For every line in the records below that holds "common", make a copy.

(Working data)

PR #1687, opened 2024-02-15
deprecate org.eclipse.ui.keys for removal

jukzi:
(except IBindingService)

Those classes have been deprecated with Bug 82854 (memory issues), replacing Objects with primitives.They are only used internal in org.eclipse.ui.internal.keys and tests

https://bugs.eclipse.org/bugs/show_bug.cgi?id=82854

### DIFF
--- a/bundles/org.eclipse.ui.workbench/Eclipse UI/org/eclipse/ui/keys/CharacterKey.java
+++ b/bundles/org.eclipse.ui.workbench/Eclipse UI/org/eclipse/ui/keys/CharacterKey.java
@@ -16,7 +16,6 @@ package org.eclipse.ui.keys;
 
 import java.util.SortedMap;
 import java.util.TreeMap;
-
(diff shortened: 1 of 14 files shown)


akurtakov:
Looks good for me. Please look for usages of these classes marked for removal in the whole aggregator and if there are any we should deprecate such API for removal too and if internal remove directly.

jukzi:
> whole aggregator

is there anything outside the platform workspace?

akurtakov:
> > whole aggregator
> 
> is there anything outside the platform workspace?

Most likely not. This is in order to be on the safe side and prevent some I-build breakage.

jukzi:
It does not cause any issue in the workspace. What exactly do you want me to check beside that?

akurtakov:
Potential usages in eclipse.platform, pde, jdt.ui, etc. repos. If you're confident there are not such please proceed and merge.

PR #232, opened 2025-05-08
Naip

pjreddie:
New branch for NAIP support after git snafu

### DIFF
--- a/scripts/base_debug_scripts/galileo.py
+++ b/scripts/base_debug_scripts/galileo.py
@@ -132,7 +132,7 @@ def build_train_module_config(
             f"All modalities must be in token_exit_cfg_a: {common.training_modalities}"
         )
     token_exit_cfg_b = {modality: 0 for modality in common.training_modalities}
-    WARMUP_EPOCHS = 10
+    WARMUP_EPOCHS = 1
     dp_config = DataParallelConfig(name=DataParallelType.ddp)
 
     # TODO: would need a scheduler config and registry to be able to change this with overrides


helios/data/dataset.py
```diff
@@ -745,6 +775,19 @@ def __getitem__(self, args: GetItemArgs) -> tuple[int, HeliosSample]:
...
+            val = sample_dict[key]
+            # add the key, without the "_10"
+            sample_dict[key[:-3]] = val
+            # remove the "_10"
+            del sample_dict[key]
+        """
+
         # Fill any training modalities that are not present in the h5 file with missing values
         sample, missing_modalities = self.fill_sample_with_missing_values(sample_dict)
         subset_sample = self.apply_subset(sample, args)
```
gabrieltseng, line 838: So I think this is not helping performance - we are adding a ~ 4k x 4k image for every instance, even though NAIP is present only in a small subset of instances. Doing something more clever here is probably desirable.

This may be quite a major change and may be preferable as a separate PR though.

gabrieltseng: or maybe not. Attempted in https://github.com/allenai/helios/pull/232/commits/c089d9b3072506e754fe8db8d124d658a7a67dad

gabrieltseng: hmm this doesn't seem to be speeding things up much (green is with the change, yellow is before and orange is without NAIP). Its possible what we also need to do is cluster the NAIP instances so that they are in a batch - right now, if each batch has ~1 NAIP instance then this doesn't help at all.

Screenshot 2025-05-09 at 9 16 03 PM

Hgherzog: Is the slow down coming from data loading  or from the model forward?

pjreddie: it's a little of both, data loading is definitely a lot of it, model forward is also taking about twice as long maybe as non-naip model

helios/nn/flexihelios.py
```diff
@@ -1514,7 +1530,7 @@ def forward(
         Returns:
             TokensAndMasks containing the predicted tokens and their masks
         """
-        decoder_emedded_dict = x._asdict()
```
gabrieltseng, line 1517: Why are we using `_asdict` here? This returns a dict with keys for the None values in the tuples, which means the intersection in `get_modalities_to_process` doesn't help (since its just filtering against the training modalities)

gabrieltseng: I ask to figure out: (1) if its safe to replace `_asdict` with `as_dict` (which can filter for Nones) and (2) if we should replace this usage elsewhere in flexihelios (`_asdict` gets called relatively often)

(End Working data)
(Working data)

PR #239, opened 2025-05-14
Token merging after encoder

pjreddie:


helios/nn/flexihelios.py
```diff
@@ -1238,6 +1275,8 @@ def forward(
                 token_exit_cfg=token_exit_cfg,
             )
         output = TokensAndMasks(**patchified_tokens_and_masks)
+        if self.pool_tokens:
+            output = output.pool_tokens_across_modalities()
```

(End Working data)

The answer:
             f"All modalities must be in token_exit_cfg_a: {common.training_modalities}"
     token_exit_cfg_b = {modality: 0 for modality in common.training_modalities}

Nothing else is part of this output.